▶ _Exercise instructions_: Use the entries below and reproduce exactly the lines from the one containing "- [x] Ensure app" down to the one containing "suggested logcat filter)", both of them included.

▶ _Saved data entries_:
PR #1608, opened 2021-12-06
AppTP Health Monitor

CDRussell:
Task/Issue URL: https://app.asana.com/0/488551667048375/1201527834957243/f

### Description
Adds an automated health monitor for app TP, only for `internal` builds currently. The monitor will start and stop with the `VPNService` lifecycle. 

`Internal` builds will be able to view additional diagnostics in the diagnostics activity, as well as having access to a report button.

#### Bad health alert
When the health monitor detects a problem, and it doesn't seem to be clearing, it will throw up a notification alerting that the health might be degraded. Clicking on that notification will show the diagnostics screen, where a health report can be captured and sent for analysis.

The rules for what constitutes bad health will need to evolve as we learn more, as they are somewhat arbitrary right now. See  `HealthClassifier` for these rules.

#### Health metrics
When it's running, it will monitor metrics, such as:

- current memory usage
- number of socket exceptions
- number of exceptions writing to the TUN
- tracer packets (see below)

#### Tracer packets
When the monitor is running, it will frequently drop in a special _tracer_ `Packet` and measure the length of time it takes for that packet to move through the system. The number of successful/failed tracers will be used to trigger a bad health alert if they start to slow down, or stop reaching their final destination.

#### General 
- [ ] Test it doesn't automatically run when not an `internal` build

#### Testing `internal` builds

Suggested logcat filter: `AppTp Health|Cleaning up old health metrics|Sending health report|Pixel sent: m_atp_breakage_report|tracer`

- [x] Ensure app monitor does **not** start when the VPN service isn't running
- [x] Ensure monitor **does** start when the VPN service starts
- [x] Launch `DiagnosticsActivity` (available from main AppTP activity->overflow). Verify health stats are updating frequently.
- [x] Click the `Report` button, then hit back. Verify no report sent. (nothing will show with suggested logcat filter)
- [x] Click the `Report` button, then hit `Submit` leaving options untouched. Verify JSON contains system health report and user report (which shows empty notes and "undetermined" health since user didn't specify current health)
- [x] Click the `Report` button Choose "Everything seems fine" and submit. Verify JSON contains system health report and user report (which shows "good" health)
- [x] Click the `Report` button. Choose "Something's not working" and submit. Verify JSON contains system health report and user report (which shows "bad" health)
- [x] Click the `Report` button. Add some notes and submit. Verify JSON contains system health report and user report (which shows "notes" populated)

#### Triggering bad health

Test bad health by adding some pretend bad health metrics.

E.g., in `TunPacketWriter`, line 72, add `healthMetricCounter.onTunWriteIOException()` (this will record an exception every time there is a tracer packet, ie, every ~5 seconds)

- [x] Verify the diagnostics screen shows the red sad face to indicate it's detecting bad health
- [x] Verify the notification doesn't show yet. This won't show until there's been a prolonged bad health event, lasting across multiple samples. 
- [x] Wait until it's detected as a prolonged event, and verify the notification is triggered
  - One sample taken every ~30s, so it might take 1 or 2 mins to be detected as prolonged. 
  - If you're impatient, tweak the constants in `AppTPHealthMonitor` for `MONITORING_FREQUENCY_MS` and how many samples to wait when instantiating each of the `HealthRule`s (e.g., passing `samplesToWaitBeforeAlerting = 2` in constructor)
- [x] Verify clicking on the notification launches the diagnostics screen


vpn/src/main/java/com/duckduckgo/mobile/android/vpn/service/TrackerBlockingVpnService.kt
```diff
@@ -135,7 +154,7 @@ class TrackerBlockingVpnService : VpnService(), CoroutineScope by MainScope(), N
                 returnCode = Service.START_REDELIVER_INTENT
             }
             ACTION_STOP_VPN -> {
-                stopVpn(VpnStopReason.SelfStop)
+                launch { stopVpn(VpnStopReason.SelfStop) }
```
CDRussell, line 157: This helps prevent an ANR

aitorvs (approved):
Works as expected. This is great!

- I have added one change because we're sending the reports under the app breakage pixel and not the new one added for health.
- also what do you think about taking the opportunity that we're touching both `TunPacketReader.kt` and `TunPacketWriter.kt` to add them to our DI infra? (currently they're both out and we need to create them manually from the tracker service.
I leave here a patch with that change in case you want to apply it, ie:
  - `$ pbcopy < file.txt`
  - In Intellij chose "Apply patch from clipboard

▶ _Answer to the exercise_:
- [x] Ensure app monitor does **not** start when the VPN service isn't running
- [x] Ensure monitor **does** start when the VPN service starts
- [x] Launch `DiagnosticsActivity` (available from main AppTP activity->overflow). Verify health stats are updating frequently.
- [x] Click the `Report` button, then hit back. Verify no report sent. (nothing will show with suggested logcat filter)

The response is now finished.